LocalAGI just does the minimal around LocalAI functions to create a virtual assistant that can do generic tasks. It works by an endless loop of intent detection, function invocation, self-evaluation and reply generation (if it decides to reply! :)). The agent is capable of planning complex tasks by invoking multiple functions, and remember things from the conversation.
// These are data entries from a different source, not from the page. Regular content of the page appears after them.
PR #331, opened 2025-01-22
Fix close hang

v01dstar:
The original code may cause the program to hang forever. A GC job might get scheduled before closing, but does not get executed since [`JoinAllThreads()` discards all jobs that did not start running](https://github.com/tikv/rocksdb/blob/e25544481ba8fab12a4bc426181a4a890c95cecb/util/threadpool_imp.h#L29-L32).  

Fix it by checking `bg_gc_running_` to achieve the same goal but correctly.

I found it accidentally while running unit tests on my desktop Arch Linux, not sure why it worked fine in the CI.

### DIFF
--- a/src/db_impl.cc
+++ b/src/db_impl.cc
@@ -412,8 +412,8 @@ Status TitanDBImpl::CloseImpl() {
 
   {
     MutexLock l(&mutex_);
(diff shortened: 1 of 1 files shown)


Connor1996 (approved):
LGTM

glorv (approved):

In a nutshell, it goes like this:

  • Decide based on the conversation history if it needs to take an action by using functions. It uses the LLM to detect the intent from the conversation.
  • if it need to take an action (e.g. "remember something from the conversation" ) or generate complex tasks ( executing a chain of functions to achieve a goal ) it invokes the functions
  • it re-evaluates if it needs to do any other action
  • return the result back to the LLM to generate a reply for the user

Under the hood LocalAI converts functions to llama.cpp BNF grammars. While OpenAI fine-tuned a model to reply to functions, LocalAI constrains the LLM to follow grammars. This is a much more efficient way to do it, and it is also more flexible as you can define your own functions and grammars. For learning more about this, check out the LocalAI documentation and my tweet that explains how it works under the hoods: https://twitter.com/mudler_it/status/1675524071457533953.

Agent functions

The intention of this project is to keep the agent minimal, so can be built on top of it or forked. The agent is capable of doing the following functions:

  • remember something from the conversation
  • recall something from the conversation
  • search something from the internet
  • plan a complex task by invoking multiple functions
  • write files to disk

Roadmap

  • 100% Local, with Local AI. NO API KEYS NEEDED!
  • Create a simple virtual assistant
  • Make the virtual assistant do functions like store long-term memory and autonomously search between them when needed
  • Create the assistant avatar with Stable Diffusion
  • Give it a voice
  • Use weaviate instead of Chroma
  • Get voice input (push to talk or wakeword)
  • Make a REST API (OpenAI compliant?) so can be plugged by e.g. a third party service
  • Take a system prompt so can act with a "character" (e.g. "answer in rick and morty style")

Development

Run docker-compose with main.py checked-out:

docker-compose run -v main.py:/app/main.py -i --rm localagi

Notes

  • a 13b model is enough for doing contextualized research and search/retrieve memory
  • a 30b model is enough to generate a roadmap trip plan ( so cool! )
  • With superhot models looses its magic, but maybe suitable for search
  • Context size is your enemy. --postprocess some times helps, but not always
  • It can be silly!
  • It is slow on CPU, don't expect 7b models to perform good, and 13b models perform better but on CPU are quite slow.